Há fortes indícios (e esta é uma interpretação particular) que ele não pretendia promover mudanças na estrutura do pensamento existente até então, mas, apenas remover a maquiagem demagógica que encobre os juízos de valores de dominação e ‘convenientemente’ instituídos segundo o interesse das classes dominantes, quanto aos juízos, “Bom e Mau” e “Bom e Ruim”.

Esses indícios são lentamente apreendidos pelos leitores – os ruminantes intelectuais – das suas obras à medida que as vão lendo. Enquanto as lemos vamos percebendo que não se trata de uma filosofia de colocações raivosas emanadas de um ser aparentemente iracundo, à semelhança da sua fisionomia estampada nos pôsteres que circulam mundo afora.
Sim, suas expressões faciais passam a ideia de um homem contundente e encolerizado, pronto a desferir golpes contra as instituições elitistas, inclusive a ‘instituição da linguagem’ que, segundo ele, tem a função de apenas reproduzir os valores dominantes.

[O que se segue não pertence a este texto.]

PR #417, opened 2023-06-22
Solution

vkrasnovyd:


app/create_file.py
```diff
@@ -1 +1,53 @@
...
+
+    if directory_name:
+        create_directory(directory_name)
+
+    if file_name:
+        create_file(path.join(directory_name, file_name))
+
+
+def create_directory(directory: str) -> None:
+    makedirs(directory)
```
EdAlekseiev, line 27: If a directory exists it will raise an exception. Pass argument `exist_ok = True` to avoid exception

EdAlekseiev (changes requested):

Bohdan-Salamakha (approved):

PR #430, opened 2023-07-11
Solution

prykhodkom:


YukihiroSM (changes requested):
The script incorrectly works with -d and -f options together: 
When I executed: python create_file.py -d dir3/dir4 -f file1.txt
I got the folders structure: dir3\dir4\-f\file1.txt

When I executed python create-file.py -f file1.txt -d dir1/dir2
The folders were created correctly, but the file was not created.

YukihiroSM (approved):
Looks good now. Thanks for fixing

PR #434, opened 2023-07-15
Solution

Veinmax:


app/create_file.py
```diff
@@ -1 +1,47 @@
...
+    if "-f" in command:
+        index_f = command.index("-f") + 1
+        create_file(os.getcwd(), index_f)
+
+
+def make_dir(directory: str) -> None:
+    try:
+        os.makedirs(directory)
+    except FileExistsError:
+        pass
```
ArsenPidhoretskyi, line 30: Use os.makedirs(directory, exist_ok=True) instead of try-except

app/create_file.py
```diff
@@ -1 +1,47 @@
...
+
+
+def create_directory() -> None:
+    if "-d" in command:
+        index_d = command.index("-d") + 1
+        if "-f" in command:
+            index_f = command.index("-f") + 1
+            directory = (
+                os.path.join(os.getcwd(), *command[index_d:index_f - 1])
+            )
```
ArsenPidhoretskyi, line 15: But if index f will be first?

ArsenPidhoretskyi (changes requested):

app/create_file.py
```diff
@@ -1 +1,48 @@
...
+from datetime import datetime
+import sys
+import os
+
+command = sys.argv
+
+
+def create_directory() -> None:
+    index_d = command.index("-d") if "-d" in command else -1
+    index_f = command.index("-f") if "-f" in command else -1
```
ArsenPidhoretskyi, line 10:
```suggestion
    index_d = command.index("-d") if "-d" in command else None
    index_f = command.index("-f") if "-f" in command else None
```
Better to use None instead of some magic numbers

ArsenPidhoretskyi (changes requested):

ArsenPidhoretskyi (approved):
Well done!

O caráter da sua linguagem é de denúncia.

Muitas – muitíssimas – pessoas confundem o filólogo com o filósofo. Nietzsche é filólogo/filósofo e não filósofo/filólogo. Como tal, ele se interessa pela origem das palavras e dos conceitos. Por isto é mal compreendido e mal interpretado em muitos dos seus aforismos.

Na obra citada, ele fundamenta suas proposições em princípios filológicos dado o profundo conhecimento que detinha dessa ciência. Não é por caso que afirma com precisão lógica, milimétrica e com extrema felicidade, que “o direito dos senhores, de dar nomes, vai tão longe, que se poderia permitir-se captar a origem da linguagem mesma como exteriorização de potência dos dominantes: eles dizem, “isto, é isto e isto”, eles selam cada coisa e acontecimento com um som e, com isso, como que tomam posse dele” (NIETZSCHE  1999 p. 342).

Ainda um outro indício que aponta para sua não intenção de protagonizar uma nova ordem moral, é o fato de não se colocar como mentor de um projeto filosófico no qual defenda as razões do lobo e sua alcateia e nem também do rebanho ressentido. Ele simplesmente aborda grande parte dos temas da sua época, na Europa, e critica fortemente a tradição filosófica ocidental sem intenção de estabelecer doutrinas, a não ser a que afirma que toda verdade pretendida a respeito do homem não passa de vaidade.
A melhor definição, por sinal, que encontrei para o que Nietzsche chama de vaidade é: coisa vã. Uma prova importante, que ele não tinha pretensão de mudar o status quo filosófico é que ele expressa seus pensamentos de forma aforística.
Quando ele critica as tradições, procura traçar perfis genealógicos de valores morais com os quais ele convivia, individual e socialmente e que não via tanto sentido neles, na vida prática das pessoas comuns. Tanto os rapinantes (que correspondem aos dominantes e opressores) quanto os cordeirinhos (representados pelos dominados indolentes).
Segundo seus enunciados, as massas são induzidas a pensarem que vivem sob a égide de valores morais justamente constituídos, segundo o curso dos interesses gerais e universais. Mas não é assim. Na verdade, esses valores morais são nada mais que preceitos engendrados e camuflados pelos nobres para serem artificiosamente impostos às classes dominadas (199, p. 341) que os engolem sem ‘degustar’ e sem saberem que gosto têm.

Bibliografia

NIETZSCHE, Friedrich. Para a Genealogia da Moral.  (Tradução de Rubens Rodrigues Torres Filho). São Paulo: Nova Cultural,1999.

NIETZSCHE, Friedrich. Nietzsche – Vida e Obra. (Tradução de Rubens Rodrigues Torres Filho). São Paulo: Nova Cultural, 1999.